Yep, defo a ball of fur... with eyes! lol j/k You're kitty is VERY cute


----------



## Heather72754 (Nov 1, 2013)

OMG *dies of cuteness overdose* :luv


----------



## katrina89 (Jul 30, 2013)

Oo so cute

Sent from Petguide.com Free App


----------



## Sameer (Nov 29, 2013)

thanks a lot guys will post more photos as soon as she will arrive.


----------



## Sameer (Nov 29, 2013)

guys please suggest me some good female cat names.


----------



## 0ozma (Sep 22, 2012)

Medusa


----------



## Heather72754 (Nov 1, 2013)

The name that came to me when I saw her picture was 'Contessa' - don't ask me why. Of course, you could always shorten it to 'Tessa' lol.


----------



## Lotu (Apr 26, 2013)

Namestorming  If you want to be silly, something like "fluffernutter" or "Peanut". Other thoughts...Fluff, Ginger, Puff, Taffy, Mimi, Tia, Zsa Zsa, Tinker. Is she a Persian kitten? Maybe someone could come up with some cute Persian names...like Persian word for "Fluff", "Kitten" or "Fluffernutter" (probably not a Persian translation for that-ha!) As I think this through, my vote would be "Fluffernutter" and call her "Fluff" or "Fluffy" for short.


----------



## Sameer (Nov 29, 2013)

Lotu said:


> Namestorming  If you want to be silly, something like "fluffernutter" or "Peanut". Other thoughts...Fluff, Ginger, Puff, Taffy, Mimi, Tia, Zsa Zsa, Tinker.
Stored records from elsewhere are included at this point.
PR #30408, opened 2026-07-03
addpkg(main/apktool): 3.0.2

xingguangcuican6666:
Apktool is a tool for reverse engineering Android apps (decoding, rebuilding, and smali debugging).

From #28991


xingguangcuican6666:
@robertkirkman I found that disabled-package has two "apktool" package. Should I delete all of them ?
image

robertkirkman:
Delete only the old `apktool`. `apk-tools` is not related to this, it is a different package

TheMightyArie:
@xingguangcuican6666 To be honest, there is a unofficial way to install Apktool on Termux without adding it as a package. You can look for web tutorials for more information. And also, I doubt Termux will add the packages which are executable through Java (or any other programming languages) commands without getting wrapped into a Termux package, this is the truth I can only say.

packages/apktools/build.sh
```diff
@@ -0,0 +1,23 @@
+TERMUX_PKG_HOMEPAGE=https://apktool.org/
+TERMUX_PKG_DESCRIPTION="A tool for reverse engineering Android apps (decoding, rebuilding, and smali debugging)."
+TERMUX_PKG_MAINTAINER="xingguangcuican6666"
+TERMUX_PKG_LICENSE="Apache-2.0"
+TERMUX_PKG_VERSION=3.0.1
+TERMUX_PKG_SRCURL=https://github.com/iBotPeaches/Apktool/archive/refs/tags/v${TERMUX_PKG_VERSION}.tar.gz
+TERMUX_PKG_SHA256=5bdb4316f9d9aaf07874901860b1938bdd8f850a76d4e35777f4483beea8a63d
+TERMUX_PKG_BUILD_IN_SRC=true
+TERMUX_PKG_DEPENDS="openjdk-17"
```
robertkirkman: Can it work with `openjdk-21`?

xingguangcuican6666: Maybe, I need test it.

sylirre:
@xingguangcuican6666 Does it work? There was a reason why apktool package was previously disabled: https://github.com/termux/termux-packages/issues/11521

xingguangcuican6666:
I haven't finished it yet; it's currently a WIP.

xingguangcuican6666:
@robertkirkman Can I use `termux_repology_api_get_latest_version` to get the current version code of aapt2 ?

packages/apktools/build.sh
```diff
@@ -0,0 +1,33 @@
...
+TERMUX_PKG_DEPENDS="openjdk-21"
+TERMUX_PKG_AUTO_UPDATE=true
+
+termux_step_configure() {
+	local latest_version=$(termux_repology_api_get_latest_version "aapt")
+	local full_filename="aapt2_${latest_version}_${TERMUX_ARCH}.deb"
+	curl -O https://packages-cf.termux.dev/apt/termux-main/pool/main/a/aapt2/${full_filename}
+	ar x ${full_filename}
+	tar xvf data.tar.xz
+	cp -f data/data/com.termux/files/usr/bin/aapt2 brut.apktool/apktool-lib/src/main/resources/prebuilt/linux/aapt2
```
robertkirkman: why can't it instead be any number of other ways, like:

- `TERMUX_PKG_BUILD_DEPENDS="aapt2"`
- patch the code of `apktool` while building it to use path `/data/data/com.termux/files/usr/bin/aapt2` directly
- symbolic link from assets of `apktool` to `/data/data/com.termux/files/usr/bin/aapt2` post-building

xingguangcuican6666: Okay

packages/apktool/0001-force-use-termux-native-aapt2-binary.patch
```diff
@@ -0,0 +1,59 @@
...
+-            binPath.append(".exe");
+-        }
+-
+-        File binFile;
+-        try {
+-            binFile = Jar.getResourceAsFile(AaptManager.class, binPath.toString(), binName + "_");
+-        } catch (BrutException ex) {
+-            throw new AndrolibException(ex);
+-        }
++        File binFile = new File("/data/data/com.termux/files/usr/bin/aapt2");
```
robertkirkman, line 46: Good that's perfect, thank you for finding this part and it looks like it also fixes 32 bit,

you can now make it like this:

```diff
+        File binFile = new File("@TERMUX_PREFIX@/bin/aapt2");
```

robertkirkman:
Also why did you change the name of the package from `apktool` to `apktools`?

xingguangcuican6666:
Sorry, that was a typo

robertkirkman:
Do the tests pass if not disabled during on-device build, or are they disabled because they always fail?

xingguangcuican6666:
Tests is relies heavily on aapt2, but aapt2 isn't in the expected directory in the cross-compilation environment.

TheKingFireS:
This worked, but it output unsigned apk. Is that normal?

xingguangcuican6666:
I found a problem. The aapt2 missing a option `--no-compile-sdk-metadata`. That will cause repack error.
~~~bash
W: unknown option '--no-compile-sdk-metadata'.
~~~

xingguangcuican6666:
> This worked, but it output unsigned apk. Is that normal?

In theory, it would be normal, because modifying the APK itself has already broken its signature.

robertkirkman:
In `aapt2` on GNU/Linux, I also see that,

```
 ~ $ aapt2 --no-compile-sdk-metadata
unknown option '--no-compile-sdk-metadata'.
```

would this mean it is an error on the side of `apktool`?

xingguangcuican6666:
> In `aapt2` on GNU/Linux, I also see that,
> 
> ```
>  ~ $ aapt2 --no-compile-sdk-metadata
> unknown option '--no-compile-sdk-metadata'.
> ```
> 
> would this mean it is an error on the side of `apktool`?

Yes, That will throw exception.
I'm thinking, since this parameter is no longer supported, would it be okay to just remove the line that appends this parameter from apktool?
~~~bash
u0_a370@localhost ~/test> apktool b AnyBase\ Kernel_1.2.4-dev/
I: Using Apktool 3.0.2-dirty on AnyBase Kernel_1.2.4-dev.apk with 8 threads
I: Smaling smali folder into classes.dex...
I: Building resources with aapt2...
W: unknown option '--no-compile-sdk-metadata'.
W: 
W: aapt2 link [options] -o arg --manifest arg files...
W: 
W: Options:
W:  -o arg                                            Output path.
W:  --manifest arg                                    Path to the Android manifest to build.
W:  -I arg                                            Adds an Android APK to link against.
W:  -A arg                                            An assets directory to include in the APK. These are unprocessed.
W:  -R arg                                            Compilation unit to link, using `overlay` semantics.
W:                                                    The last conflicting resource given takes precedence.
W:  --package-id arg                                  Specify the package ID to use for this app. Must be greater or equal to
W:                                                    0x7f and can't be used with --static-lib or --shared-lib.
W:  --java arg                                        Directory in which to generate R.java.
W:  --proguard arg                                    Output file for generated Proguard rules.
W:  --proguard-main-dex arg                           Output file for generated Proguard rules for the main dex.
W:  --proguard-conditional-keep-rules                 Generate conditional Proguard keep rules.
W:  --proguard-minimal-keep-rules                     Generate a minimal set of Proguard keep rules.
W:  --no-auto-version                                 Disables automatic style and layout SDK versioning.
W:  --no-version-vectors                              Disables automatic versioning of vector drawables. Use this only
W:                                                    when building with vector drawable support library.
W:  --no-version-transitions                          Disables automatic versioning of transition resources. Use this only
W:                                                    when building with transition support library.
W:  --no-resource-deduping                            Disables automatic deduping of resources with
W:                                                    identical values across compatible configurations.
W:  --no-resource-removal                             Disables automatic removal of resources without
Exception in thread "main" W:                                                    defaults. Use this only when building runtime resource overlay packages.
W:  --enable-sparse-encoding                          This decreases APK size at the cost of resource retrieval performance.
brut.androlib.exceptions.AndrolibException: brut.common.BrutException: Execution failed (exit code = 1): [/data/data/com.termux/files/usr/bin/aapt2, link, -o, /data/data/com.termux/files/usr/tmp/APKTOOL6697153939388811682.tmp, --manifest, AnyBase Kernel_1.2.4-dev/AndroidManifest.xml, --min-sdk-version, 26, --target-sdk-version, 35, --version-code, 10024, --version-name, 1.2.4-dev, --package-id, 127, --no-auto-version, --no-version-vectors, --no-version-transitions, --no-resource-deduping, --no-compile-sdk-metadata, --warn-manifest-validation, -I, /data/data/com.termux/files/home/.local/share/apktool/framework/1.apk, AnyBase Kernel_1.2.4-dev/build/resources.zip]
	at brut.androlib.res.AaptInvoker.invoke(SourceFile:186)
	at brut.androlib.ApkBuilder.buildResources(SourceFile:357)
	at brut.apktool.Main.main(SourceFile:92)
Caused by: brut.common.BrutException: Execution failed (exit code = 1): [/data/data/com.termux/files/usr/bin/aapt2, link, -o, /data/data/com.termux/files/usr/tmp/APKTOOL6697153939388811682.tmp, --manifest, AnyBase Kernel_1.2.4-dev/AndroidManifest.xml, --min-sdk-version, 26, --target-sdk-version, 35, --version-code, 10024, --version-name, 1.2.4-dev, --package-id, 127, --no-auto-version, --no-version-vectors, --no-version-transitions, --no-resource-deduping, --no-compile-sdk-metadata, --warn-manifest-validation, -I, /data/data/com.termux/files/home/.local/share/apktool/framework/1.apk, AnyBase Kernel_1.2.4-dev/build/resources.zip]
	at brut.util.OS.exec(SourceFile:147)
	at brut.androlib.res.AaptInvoker.invoke(SourceFile:183)
	... 2 more
W:  -x                                                Legacy flag that specifies to use the package identifier 0x01.
W:  -z                                                Require localization of strings marked 'suggested'.
W:  -c arg                                            Comma separated list of configurations to include. The default
W:                                                    is all configurations.
W:  --preferred-density arg                           Selects the closest matching density and strips out all others.
W:  --product arg                                     Comma separated list of product names to keep
W:  --output-to-dir                                   Outputs the APK contents to a directory specified by -o.
W:  --no-xml-namespaces                               Removes XML namespace prefix and URI information
W:                                                    from AndroidManifest.xml and XML binaries in res/*.
W:  --min-sdk-version arg                             Default minimum SDK version to use for AndroidManifest.xml.
W:  --target-sdk-version arg                          Default target SDK version to use for AndroidManifest.xml.
W:  --version-code arg                                Version code (integer) to inject into the AndroidManifest.xml if none is
W:                                                    present.
W:  --version-code-major arg                          Version code major (integer) to inject into the AndroidManifest.xml if none is
W:                                                    present.
W:  --version-name arg                                Version name to inject into the AndroidManifest.xml if none is present.
W:  --revision-code arg                               Revision code (integer) to inject into the AndroidManifest.xml if none is
W:                                                    present.
W:  --replace-version                                 If --version-code, --version-name, and/or --revision-code are specified, these
W:                                                    values will replace any value already in the manifest. By
W:                                                    default, nothing is changed if the manifest already defines
W:                                                    these attributes.
W:  --compile-sdk-version-code arg                    Version code (integer) to inject into the AndroidManifest.xml if none is
W:                                                    present.
W:  --compile-sdk-version-name arg                    Version name to inject into the AndroidManifest.xml if none is present.
W:  --shared-lib                                      Generates a shared Android runtime library.
W:  --static-lib                                      Generate a static Android library.
W:  --proto-format                                    Generates compiled resources in Protobuf format.
W:                                                    Suitable as input to the bundle tool for generating an App Bundle.
W:  --no-static-lib-packages                          Merge all library resources under the app's package.
W:  --non-final-ids                                   Generates R.java without the final modifier. This is implied when
W:                                                    --static-lib is specified.
W:  --no-proguard-location-reference                  Keep proguard rules files from having a reference to the source file
W:  --stable-ids arg                                  File containing a list of name to ID mapping.
W:  --emit-ids arg                                    Emit a file at the given path with a list of name to ID mappings,
W:                                                    suitable for use with --stable-ids.
W:  --private-symbols arg                             Package name to use when generating R.java for private symbols.
W:                                                    If not specified, public and private symbols will use the application's
W:                                                    package name.
W:  --custom-package arg                              Custom Java package under which to generate R.java.
W:  --extra-packages arg                              Generate the same R.java but with different package names.
W:  --add-javadoc-annotation arg                      Adds a JavaDoc annotation to all generated Java classes.
W:  --output-text-symbols arg                         Generates a text file containing the resource symbols of the R class in
W:                                                    the specified folder.
W:  --allow-reserved-package-id                       Allows the use of a reserved package ID. This should on be used for
W:                                                    packages with a pre-O min-sdk
W:                                                    
W:  --auto-add-overlay                                Allows the addition of new resources in overlays without
W:                                                    <add-resource> tags.
W:  --override-styles-instead-of-overlaying           Causes styles defined in -R resources to replace previous definitions
W:                                                    instead of merging into them
W:                                                    
W:  --rename-manifest-package arg                     Renames the package in AndroidManifest.xml.
W:  --rename-resources-package arg                    Renames the package in resources table
W:  --rename-instrumentation-target-package arg       Changes the name of the target package for instrumentation. Most useful
W:                                                    when used in conjunction with --rename-manifest-package.
W:  --rename-overlay-target-package arg               Changes the name of the target package for overlay. Most useful
W:                                                    when used in conjunction with --rename-manifest-package.
W:  -0 arg                                            File suffix not to compress.
W:  --no-compress                                     Do not compress any resources.
W:  --keep-raw-values                                 Preserve raw attribute values in xml files.
W:  --no-compress-regex arg                           Do not compress extensions matching the regular expression. Remember to
W:                                                    use the '$' symbol for end of line. Uses a case-sensitive ECMAScriptregular expression grammar.
W:  --warn-manifest-validation                        Treat manifest validation errors as warnings.
W:  --split arg                                       Split resources matching a set of configs out to a Split APK.
W:                                                    Syntax: path/to/output.apk:<config>[,<config>[...]].
W:                                                    On Windows, use a semicolon ';' separator instead.
W:  --exclude-configs arg                             Excludes values of resources whose configs contain the specified qualifiers.
W:  --debug-mode                                      Inserts android:debuggable="true" in to the application node of the
W:                                                    manifest, making the application debuggable even on production devices.
W:  --strict-visibility                               Do not allow overlays with different visibility levels.
W:  --exclude-sources                                 Do not serialize source file information when generating resources in
W:                                                    Protobuf format.
W:  --trace-folder arg                                Generate systrace json trace fragment to specified folder.
W:  --merge-only                                      Only merge the resources, without verifying resource references. This flag
W:                                                    should only be used together with the --static-lib flag.
W:  -v                                                Enables verbose logging.
W:  -h                                                Displays this help menu
~~~

robertkirkman:
Actually with the other command shown in your full error log, not the command I tried first, I see this, in both GNU/Linux and Android,

```
~ $ aapt2 link --no-compile-sdk-metadata 2>&1 | grep no-compile
 --no-compile-sdk-metadata                         Suppresses output of compile SDK-related attributes in AndroidManifest.xml,
~ $ 
```

so this argument should be available,

but do you have GNU/Linux that you can test this on as well to check what happens with the https://github.com/iBotPeaches/Apktool there?

xingguangcuican6666:
Oh, Sorry. I found that mirror repo's aapt2 seem like is lower version. I will retest apktool using official repo's aapt2

packages/apktools/build.sh
xingguangcuican6666: Yes, It's can

xingguangcuican6666:
Okay, New status, It's work well.
~~~bash
u0_a370@localhost ~/test> java --version
openjdk 21.0.11 2026-04-21
OpenJDK Runtime Environment (build 21.0.11)
OpenJDK 64-Bit Server VM (build 21.0.11, mixed mode)
u0_a370@localhost ~/test> apktool d 'AnyBase Kernel_1.2.4-dev.apk'
I: Using Apktool 3.0.2-dirty on AnyBase Kernel_1.2.4-dev.apk with 8 threads
I: Loading resource table...
I: Baksmaling classes.dex...
I: Decoding value resources...
I: Loading resource table from file: /data/data/com.termux/files/home/.local/share/apktool/framework/1.apk
I: Decoding file resources...
I: Generating values XMLs...
I: Decoding AndroidManifest.xml with resources...
I: Copying original files...
I: Copying assets...
I: Copying lib...
I: Copying unknown files...
u0_a370@localhost ~/test> apktool b AnyBase\ Kernel_1.2.4-dev/ -o test.apk
I: Using Apktool 3.0.2-dirty on AnyBase Kernel_1.2.4-dev.apk with 8 threads
I: Smaling smali folder into classes.dex...
I: Building resources with aapt2...
I: Building apk file...
I: Importing assets...
I: Importing lib...
I: Importing unknown files...
I: Built apk into: test.apk
~~~

robertkirkman:
> Oh, Sorry. I found that mirror repo's aapt2 seem like is lower version. I will retest apktool using official repo's aapt2

How could this happen? the PR should be building using the current repo mirror packages-cf.termux.dev. if that occurred due to a problem in termux, we need to fix it, but do you mean just that you accidentally used a local mirror in `termux-change-repo`?

robertkirkman:
You can use this command to check the `aapt2` version, it should be 16.0.0.4 .

```bash
apt-cache policy aapt2
```

xingguangcuican6666:
> > Oh, Sorry. I found that mirror repo's aapt2 seem like is lower version. I will retest apktool using official repo's aapt2
> 
> How could this happen? the PR should be building using the current repo mirror packages-cf.termux.dev. if that occurred due to a problem in termux, we need to fix it, but do you mean just that you accidentally used a local mirror in `termux-change-repo`?

I just using bfsu mirror repo, but the mirror repo still no sync the new version of aapt2. Now I am change to official repo and using the 16.0.0.4 aapt2.

Now status
~~~bash
u0_a370@localhost ~/test> apt-cache policy aapt2
aapt2:
  Installed: 16.0.0.4
  Candidate: 16.0.0.4
  Version table:
 *** 16.0.0.4 500
        500 https://packages.termux.dev/apt/termux-main stable/main aarch64 Packages
        100 /data/data/com.termux/files/usr/var/lib/dpkg/status
u0_a370@localhost ~/test> 
~~~

Here: https://mirrors.bfsu.edu.cn/termux/apt/termux-main/pool/main/a/aapt2/

image

robertkirkman (approved):
Thank you if it's working now it is good

packages/apktool/0002-build-exclude-prebuilt-aapt2-binaries-and-disable-te.patch
```diff
@@ -0,0 +1,41 @@
...
++        enabled = false
+         // https://github.com/iBotPeaches/Apktool/issues/3174 - CVE-2023-22036
+         // Increases validation of extra field of zip header. Some older Android apps
+         // used this field to store data violating the zip specification.
+@@ -34,4 +38,4 @@ tasks {
+         // Required for tests that use ImageIO operations (nine-patch processing, etc.)
+         systemProperty("java.awt.headless", true)
+     }
+-}
++}
```
robertkirkman, line 38: This hunk is not doing anything and can be removed, but it doesn't matter very much.

xingguangcuican6666: That's patch is auto generate by git, I will delete it.

robertkirkman:
for other maintainers, this upstream URL is used by the AUR package, but not by Debian. In general it probably has the most recent updates.

TheKingFireS:
> > This worked, but it output unsigned apk. Is that normal?
> 
> In theory, it would be normal, because modifying the APK itself has already broken its signature.

Yes, but on original version it actually output signed modified apk, probably due to missing something like apksigner?

xingguangcuican6666:
The patch has too strict formatting requirements, and those two lines seem to be placeholder changes generated by git for line count issues.

xingguangcuican6666:
> > > This worked, but it output unsigned apk. Is that normal?
> > 
> > 
> > In theory, it would be normal, because modifying the APK itself has already broken its signature.
> 
> Yes, but on original version it actually output signed modified apk, probably due to missing something like apksigner?

In fact, after my test and research on my Arch Linux, that impossble to repack a signed modified apk.

Note: The apksigner from Google, The apktool from AUR.

image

Is she a Persian kitten? Maybe someone could come up with some cute Persian names...like Persian word for "Fluff", "Kitten" or "Fluffernutter" (probably not a Persian translation for that-ha!) As I think this through, my vote would be "Fluffernutter" and call her "Fluff" or "Fluffy" for short.


Yeah it's persian kitten and I like the name fluffy


Sent from Petguide.com Free App


----------



## Lotu (Apr 26, 2013)

Yea  You have a few days to think the name over. Have fun...she is an adorable kitten!


----------



## rural-cat (Dec 6, 2013)

so cute and precious!

i bet you can hardly wait until she arrives!


----------



## bobbycos (Aug 5, 2013)

a Christmas present that arrives after Christmas


----------



## Sameer (Nov 29, 2013)

rural-cat said:


> so cute and precious!
> 
> i bet you can hardly wait until she arrives!


That's very true


Sent from Petguide.com Free App


----------



## Sameer (Nov 29, 2013)

rural-cat said:


> so cute and precious!
> 
> i bet you can hardly wait until she arrives!


you wont believe today i saw a dream that my kitten has arrived:smiles


----------



## Siskin (Nov 2, 2013)

Looking forward to your "Yeey i got my kitty!!!" post 

Please post a ton of pictures/videos of her when you can


----------



## Sameer (Nov 29, 2013)

Siskin said:


> Looking forward to your "Yeey i got my kitty!!!" post
> 
> Please post a ton of pictures/videos of her when you can


nice photos


----------



## Sameer (Nov 29, 2013)

My kitty arrived early but on right time, it's my daughter's birthday today below are links of few photos I took today

http://i483.photobucket.com/albums/...oads/FC4EB241-1A9E-4BCF-B694-913C7500B163.jpg

http://i483.photobucket.com/albums/...oads/4D727871-4575-43BE-9CC1-3CE2402351E7.jpg

http://i483.photobucket.com/albums/...oads/91F19C1E-8A95-4B32-8CA1-117F3FAA731F.jpg


----------



## Dicesmom (Feb 28, 2012)

Cuteness overload!!

Sent from Petguide.com Free App


----------



## BigLittleSmall (Dec 9, 2013)

How about Marmalade, or Mello, or Fiona


----------



## Marcia (Dec 26, 2010)

OH HOW CUTE!!!!! How old is your daughter, she might like to suggest some names, too!

Sunny
Star


----------



## Sameer (Nov 29, 2013)

Marcia said:


> OH HOW CUTE!!!!! How old is your daughter, she might like to suggest some names, too!
> 
> Sunny
> Star


Thanks she turned 5 today, let's see what name she suggests.


----------



## Speechie (Dec 2, 2013)

Adorable!!! I think I just died of cute!!! 
Names...pumpkin, poppy (flower), marigold, dawn


----------



## 10cats2dogs (Jun 16, 2013)

Sameer, That is a Cutie Pie kitty!! 
Name: Tinkerbell ?


----------



## peanuts mom (Oct 29, 2013)

That is one fuzzy adorable sweetie! How about Marshmallow?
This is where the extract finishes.